Suddenly the squire and all the other folks in that land became wiser upon seeing that old folks are also useful – useful for offering good, sound advice. From that time on, people no longer killed their feeble parents anywhere.
Performance
She Sits on a Chair
>> at the Eduarda Smiļģis Theatre Museum
The average life expectancy in Latvia is slightly less than 75 years of age. These years are made up of 27,320 days when we get up in the morning, use the toilet, wash, get dressed, eat and go about our business, only to do it all again in reverse order in the evening. These are monotonous activities that we pay attention to only when, for some reason, it is difficult to perform them.
The performance ‘She Sits on a Chair’ was inspired by the World Health Organisation’s care dependency measure which examines six activities of daily living – bathing, dressing, eating, getting in/out of bed, using the toilet, and walking across a room. A person’s ability to perform these activities is assessed in order to determine whether care is needed.
In the performance, former Latvian National Opera and Riga Operetta Theatre ballet artists perform these everyday activities, turning them into short performances. It is both a celebration of these actions and an opportunity to reflect on the relationship between movement and ageing, which is especially fierce in the world of ballet since a dancer’s career is a relatively short one.
The performance was made in collaboration with choreographer Rūdolfs Gediņš and ballet artists Inese Čača, Maruta Dinga, Dagnija Jaunkalne, Janīna Nurka and Dzidra Treija.
Long after we are death, there will still remain things to do
Dineo Seshee Bopape’s expansive practice deals with socio-political notions of memory, fictional constructions of time, narration and representation as interrelated forms.
She is aware that spiritually and scientifically, what we are seeing as real and solid is not what it is. So, the sense of the mythologies that we create in order to survive as a social species such as linear time, to-dolists, tasks, functions and deadlines are absurd really in their limitedness, yet moving in their beauty as we try to find our place in the world.
Bopape’s de-bordering environments of displacement and re-placement to strengthen our sense of the world on different celestial, earthly, bodily and metaphysical levels. She uses elemental materials such as soil, bricks, timber, with found objects and archival images, video and sound from her everyday, to develop these dense installations intersecting the personal with the collective.
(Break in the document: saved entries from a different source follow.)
PR #451, opened 2024-06-27
Fixes for hist-cmd-types (STATSPACK) SQL

misolt:
- remove the 'delta' columns
- make column names consistent with the AWR SQL
- make the set of columns more similar to the AWR file


kpiotrowski (approved):
This SQL looks much more simple now, great work 👍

Her contribution to the Survival Kit 12 is the ongoing drawing series Long after we are death, there will still remain things to do that started in 2014. The fact that the series is an ongoing work correlates with its title and acquires a more vulnerable layer with the whole experience of the COVID-19 pandemic. The feeling of infinitely continuing tasks that outlast our lifetime, it self makes us question the absurd and obscure ways we create our place in the world as human beings.